Your goal
Give again, unaltered, the lines of the listing below that run from the line having "PR #6569, opened 2024-08-28" through the line having "Older states of".

Data
════════════════════
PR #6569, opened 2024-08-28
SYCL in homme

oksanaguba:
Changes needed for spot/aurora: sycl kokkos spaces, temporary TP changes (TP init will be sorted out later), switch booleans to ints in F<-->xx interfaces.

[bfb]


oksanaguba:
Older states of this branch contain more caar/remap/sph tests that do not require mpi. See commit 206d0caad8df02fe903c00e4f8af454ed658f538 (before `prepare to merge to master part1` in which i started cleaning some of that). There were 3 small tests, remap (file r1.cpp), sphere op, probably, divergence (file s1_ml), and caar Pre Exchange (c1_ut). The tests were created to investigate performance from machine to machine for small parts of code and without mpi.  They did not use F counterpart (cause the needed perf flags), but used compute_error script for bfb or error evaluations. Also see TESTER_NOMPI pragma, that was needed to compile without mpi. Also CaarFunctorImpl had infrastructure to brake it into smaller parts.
════════════════════
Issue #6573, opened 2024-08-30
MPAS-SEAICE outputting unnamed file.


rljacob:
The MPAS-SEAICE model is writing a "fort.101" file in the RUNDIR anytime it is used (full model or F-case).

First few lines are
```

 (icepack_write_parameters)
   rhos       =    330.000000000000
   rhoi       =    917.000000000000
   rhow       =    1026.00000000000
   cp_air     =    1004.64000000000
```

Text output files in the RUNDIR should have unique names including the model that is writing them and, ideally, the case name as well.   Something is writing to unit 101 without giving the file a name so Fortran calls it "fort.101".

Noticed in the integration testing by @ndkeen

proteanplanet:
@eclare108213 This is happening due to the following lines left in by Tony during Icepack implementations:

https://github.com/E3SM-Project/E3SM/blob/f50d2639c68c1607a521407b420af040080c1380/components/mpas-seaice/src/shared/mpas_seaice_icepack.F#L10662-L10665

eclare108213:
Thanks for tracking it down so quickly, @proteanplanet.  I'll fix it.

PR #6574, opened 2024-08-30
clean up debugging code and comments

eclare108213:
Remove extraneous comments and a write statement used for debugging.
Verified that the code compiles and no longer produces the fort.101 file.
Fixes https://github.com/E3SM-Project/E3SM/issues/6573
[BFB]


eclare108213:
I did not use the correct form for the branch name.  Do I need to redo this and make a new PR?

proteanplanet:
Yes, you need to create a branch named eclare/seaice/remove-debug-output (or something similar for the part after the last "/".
════════════════════
Solution to the problem
PR #6569, opened 2024-08-28
SYCL in homme

oksanaguba:
Changes needed for spot/aurora: sycl kokkos spaces, temporary TP changes (TP init will be sorted out later), switch booleans to ints in F<-->xx interfaces.

[bfb]


oksanaguba:
Older states of this branch contain more caar/remap/sph tests that do not require mpi. See commit 206d0caad8df02fe903c00e4f8af454ed658f538 (before `prepare to merge to master part1` in which i started cleaning some of that). There were 3 small tests, remap (file r1.cpp), sphere op, probably, divergence (file s1_ml), and caar Pre Exchange (c1_ut). The tests were created to investigate performance from machine to machine for small parts of code and without mpi.  They did not use F counterpart (cause the needed perf flags), but used compute_error script for bfb or error evaluations. Also see TESTER_NOMPI pragma, that was needed to compile without mpi. Also CaarFunctorImpl had infrastructure to brake it into smaller parts.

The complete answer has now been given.